Charges for the services vary from under $1,000 to analyze data for a lawsuit to “hundreds of thousands” for Texas, Foster said.
The company turned its first profit in 2006 on sales of about $2 million, and it is expecting to grow 50 percent to 80 percent during the next two or three years. That would be fine for many young companies, but Foster admits it has been slower than originally expected.
“Security is not a pleasant topic. Customers tend to come to us when a breach has occurred, not because they really want to work on security. They really want to work on it after a breach,” he said.
“By going to a security company, you acknowledge you have doubts about your own security. You have to get past that barrier. And there is a positive message in that, one that many of them are not used to saying: ‘Our procedures aren’t working. We need new procedures.”‘
“It’s kind of a momentum thing,” Sorensen said. “We knew from the beginning there would be time needed to educate the market.
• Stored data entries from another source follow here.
PR #1511, opened 2025-01-06
[feature] sentinel use info sentinel command to run faster

kukey:
In sentinel cluster, sentinels will send info command to collect valkey-server state;
but in large cluster, the info command response is heavy and slow, so we need some 
simple info response for sentinel.

#### valkey-server:
  * add info-simple-for-sentinel flag,  to distinguish the valkey-server is support simple info;
  * info command add sentinel subcommand, to cover sentinel used info

#### sentinel:
  * sentinelValkeyInstance struct add info_simple flag;
  * sentinelSendPeriodicCommands will check info_simple to send diff comamnd;
  * reconnect valkey instacne, reset info_simple flag;
  * handle info response from server to parse info_simple flag

### performence test:
  * info comamnd:
   ```valkey-benchmark -q -n 1000000 info```
  info: 65841.45 requests per second, p50=0.703 msec
  * info sentinel:
```valkey-benchmark -q -n 1000000 info sentinel```
info sentinel: 236910.67 requests per second, p50=0.111 msec

### DIFF
--- a/src/config.c
+++ b/src/config.c
@@ -3382,6 +3382,9 @@ standardConfig static_configs[] = {
     createSpecialConfig("replicaof", "slaveof", IMMUTABLE_CONFIG | MULTI_ARG_CONFIG, setConfigReplicaOfOption, getConfigReplicaOfOption, rewriteConfigReplicaOfOption, NULL),
     createSpecialConfig("latency-tracking-info-percentiles", NULL, MODIFIABLE_CONFIG | MULTI_ARG_CONFIG, setConfigLatencyTrackingInfoPercentilesOutputOption, getConfigLatencyTrackingInfoPercentilesOutputOption, rewriteConfigLatencyTrackingInfoPercentilesOutputOption, NULL),
 
+    /* Capabalities */
+    createBoolConfig("info-simple-for-sentinel", NULL, IMMUTABLE_CONFIG, server.info_simple_for_sentinel, 1, NULL, NULL),
+
     /* NULL Terminator, this is dropped when we convert to the runtime array. */
     {NULL},
 };
--- a/src/sentinel.c
+++ b/src/sentinel.c
@@ -248,7 +248,8 @@ typedef struct sentinelValkeyInstance {
      * are set to NULL no script is executed. */
     char *notification_script;
     char *client_reconfig_script;
-    sds info; /* cached INFO output */
+    sds info;        /* cached INFO output */
+    int info_simple; /* Instance support info simple for sentinel. */
 } sentinelValkeyInstance;
 
 /* Main state. */
@@ -1346,6 +1347,9 @@ sentinelValkeyInstance *createSentinelValkeyInstance(char *name,
     ri->role_reported_time = mstime();
     ri->replica_conf_change_time = mstime();
 
+    /* capability */
+    ri->info_simple = 0;
+
     /* Add into the right table. */
     dictAdd(table, ri->name, ri);
     return ri;
@@ -2358,6 +2362,8 @@ void sentinelReconnectInstance(sentinelValkeyInstance *ri) {
 
             /* Send a PING ASAP when reconnecting. */
             sentinelSendPing(ri);
+
+            ri->info_simple = 0;
         }
     }
     /* Pub / Sub */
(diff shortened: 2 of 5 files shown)

### CODE REVIEW

**Review by li-benson — APPROVED** [review]

File: src/config.c [hunk 1]
```diff
@@ -3373,6 +3373,9 @@ standardConfig static_configs[] = {
     createSpecialConfig("replicaof", "slaveof", IMMUTABLE_CONFIG | MULTI_ARG_CONFIG, setConfigReplicaOfOption, getConfigReplicaOfOption, rewriteConfigReplicaOfOption, NULL),
     createSpecialConfig("latency-tracking-info-percentiles", NULL, MODIFIABLE_CONFIG | MULTI_ARG_CONFIG, setConfigLatencyTrackingInfoPercentilesOutputOption, getConfigLatencyTrackingInfoPercentilesOutputOption, rewriteConfigLatencyTrackingInfoPercentilesOutputOption, NULL),
 
+    /* Capabalities */
+    createBoolConfig("info-simple-for-sentinel", NULL, IMMUTABLE_CONFIG, server.info_simple_for_sentinel, 1, NULL, NULL),
```
hwware, line 3386: Is this config only for sentinel? If yes, I think it should be moved to sentinel.c,  we have some specific config parameters for sentinel node.

kukey:
@hwware yes，this config only for sentinel, but it`s mean valkey has a certain ability that sentinel could send diff command to collect instance stats.
It`s a server capability. I think it can`t remove to sentinel.c.

2025年1月8日 03:47，Wen Hui ***@***.***> 写道：



@hwware commented on this pull request.

________________________________

In src/config.c<https://github.com/valkey-io/valkey/pull/1511#discussion_r1905963404>:

> @@ -3373,6 +3373,9 @@ standardConfig static_configs[] = {
     createSpecialConfig("replicaof", "slaveof", IMMUTABLE_CONFIG | MULTI_ARG_CONFIG, setConfigReplicaOfOption, getConfigReplicaOfOption, rewriteConfigReplicaOfOption, NULL),
     createSpecialConfig("latency-tracking-info-percentiles", NULL, MODIFIABLE_CONFIG | MULTI_ARG_CONFIG, setConfigLatencyTrackingInfoPercentilesOutputOption, getConfigLatencyTrackingInfoPercentilesOutputOption, rewriteConfigLatencyTrackingInfoPercentilesOutputOption, NULL),

+    /* Capabalities */
+    createBoolConfig("info-simple-for-sentinel", NULL, IMMUTABLE_CONFIG, server.info_simple_for_sentinel, 1, NULL, NULL),


Is this config only for sentinel? If yes, I think it should be moved to sentinel.c, we have some specific config parameters for sentinel node.

gmbnomis:
I am wondering why you consider the performance of the INFO command relevant in this case  (or to be more precise what you mean by "large cluster"):

Sentinels do not scale by sharding, all members of the sentinel cluster manage all primaries. The reason to have multiple sentinel instances is to increase robustness. By default, each sentinel instance sends an INFO command every 10 seconds to each monitored Valkey node. (And IIRC, one can change that timing only by using a debug command)

So, even if we assume that we have 9 Sentinels (I assume most deployment use 3 or 5), this means that each Valkey node receives around one INFO command per second. For example:

```
$ valkey-cli -p 30000 info commandstats | grep cmdstat_info ; sleep 60 ; valkey-cli -p 30000 info commandstats | grep cmdstat_info

cmdstat_info:calls=123,usec=25555,usec_per_call=207.76,rejected_calls=0,failed_calls=0
cmdstat_info:calls=178,usec=34934,usec_per_call=196.26,rejected_calls=0,failed_calls=0
```

Which are 54 INFO commands per minute. This means that the performance of the INFO command is completely negligible. 

@kukey  Could you explain in which scenario the performance improvement achieved by this PR becomes relevant?

kukey:
@gmbnomis We use 3-6 sentinel to manage thousands of valley isntance, if sentinel use this simple info, could save more cpu and bandwidth; and to the client and server, it`s more stable and smoother latency

src/config.c
kukey: yes，this config only for sentinel, but it's mean valkey has a certain ability that sentinel could send diff command to collect instance stats.
It's a server capability. I think it can't move to sentinel.c.

gmbnomis:
> @gmbnomis We use 3-6 sentinel to manage thousands of valley isntance, if sentinel use this simple info, could save more cpu and bandwidth; and to the client and server, it`s more stable and smoother latency

I see. So, the performance improvements of the INFO command given in the PR description are not really the point of this PR. It is about sentinel performance.

I noticed that the  `master_link_down_since_seconds` field (usually, it is in the "replication" section) is not part of your proposal. However,  it is expected by sentinel. If this field is present and greater than zero, the info period for the respective node decreases from 10s to 1s, i.e. a tenfold increase in INFO commands.

I am wondering if the improvements you see may be caused (partly) by the omission of this field?

kukey:
@gmbnomis thanks, i miss the `master_link_down_since_seconds` field.

PR #1513, opened 2025-01-06
Fix LUA garbage collector (CVE-2024-46981)

madolson:
Reset GC state before closing the lua VM to prevent user data to be wrongly freed while still might be used on destructor callbacks.

Created and publish by Redis in their OSS branch.

### DIFF
--- a/src/eval.c
+++ b/src/eval.c
@@ -285,6 +285,7 @@ void scriptingInit(int setup) {
 void freeLuaScriptsSync(dict *lua_scripts, list *lua_scripts_lru_list, lua_State *lua) {
     dictRelease(lua_scripts);
     listRelease(lua_scripts_lru_list);
+    lua_gc(lctx.lua, LUA_GCCOLLECT, 0);
     lua_close(lua);
 
 #if !defined(USE_LIBC)


src/eval.c
```diff
@@ -285,6 +285,7 @@ void scriptingInit(int setup) {
 void freeLuaScriptsSync(dict *lua_scripts, list *lua_scripts_lru_list, lua_State *lua) {
     dictRelease(lua_scripts);
     listRelease(lua_scripts_lru_list);
+    lua_gc(lctx.lua, LUA_GCCOLLECT, 0);
```
hpatro, line 288: Do we need to perform a full garbage collection cycle? Should we just stop the GC via `LUA_GCSTOP` ?

madolson: I'll be honest, I do not understand the fix. I have been unable to reproduce the issue, and the CVE was not published yet so I don't know?

hpatro: Doing a `LUA_GCCOLLECT` should also be correct, however there could be a slight latency spike with that.

madolson: > Doing a LUA_GCCOLLECT should also be correct, however there could be a slight latency spike with that.

Yes. We applied this fix internally already because it was disclosed previously, and haven't seen much issue as of yet.

hpatro (approved):

PR #1514, opened 2025-01-06
Fix Read/Write key pattern selector (CVE-2024-51741)

madolson:
The explanation on the original commit was wrong. Key based access must have a `~` in order to correctly configure whey key prefixes to apply the selector to. If this is missing, a server assert will be triggered later.

### DIFF
--- a/tests/unit/acl-v2.tcl
+++ b/tests/unit/acl-v2.tcl
@@ -116,10 +116,31 @@ start_server {tags {"acl external:skip"}} {
         assert_match "*NOPERM*key*" $err
     }
 
-    test {Validate read and write permissions format} {
+    test {Validate read and write permissions format - empty permission} {
         catch {r ACL SETUSER key-permission-RW %~} err
         set err
     } {ERR Error in ACL SETUSER modifier '%~': Syntax error}
+
+    test {Validate read and write permissions format - empty selector} {
+        catch {r ACL SETUSER key-permission-RW %} err
+        set err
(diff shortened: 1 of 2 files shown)


tests/unit/acl-v2.tcl
```diff
@@ -116,11 +116,32 @@ start_server {tags {"acl external:skip"}} {
...
+        set err
+    } {NOPERM No permissions to access a key}
+
+    test {Validate read and write permissions format - no pattern} {
+        # No pattern results with R/W access to no key (currently we accept this syntax error)
+        r ACL SETUSER key-permission-RW on nopass %RW +@all
+        $r2 auth key-permission-RW password
+        catch {$r2 SET x 5} err
+        set err
+    } {NOPERM No permissions to access a key}
```
hpatro, line 143: Did a quick check locally both the ACL rules get simplified to the following i.e. `~` no key. I also think it's too late to error out on the no pattern with a selector. Possibly add more assertion to the test case to verify the simplified ACL rule on the server. (can be done later).
```
user key-permission-RW on nopass sanitize-payload ~ resetchannels +@all
```

hpatro (approved):

tests/unit/acl-v2.tcl
madolson: I'll make a note. I also think the comment is wrong, but was just pulling it verbatim to retain origin from the Redis BSD Stream.

madolson: https://github.com/valkey-io/valkey/pull/1515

Because of the technology moving so quickly, it’s really moving to the forefront.”
But Foster believes Caveon has a head-start on possible competitors because many test security companies rely on old models — people or perhaps cameras watching test-takers. “I don’t think we’ll see anything in the way of serious competition within five years,” he said.
Caveon already has branched out a bit, forming a joint venture called Kryterion with Dutch educational testing company Cito and Toronto-based human resources recruitment company Drake International. Kryterion (www.kryteriononline.com) allows people to take tests securely via the Internet from any location. “After five or six questions, we know if it’s a valid test,” Foster said.
As for Caveon, Foster expects the company in five years to have hundreds of employees and revenues approaching $100 million. He expects it to serve international markets “where the problems are no less than what we have in the U.S.”
“We’ve just scratched the surface of our own technologies to fight cheating. These things we’ve come up with are somewhat crude compared to what we’ll have in five years,” Foster said.
“Anytime you’re in an industry where nothing has been done for a hundred years, there’s so much that can be done — with the Internet, with technology, with analyses. The world just opens up, and that’s what’s waiting for Caveon.”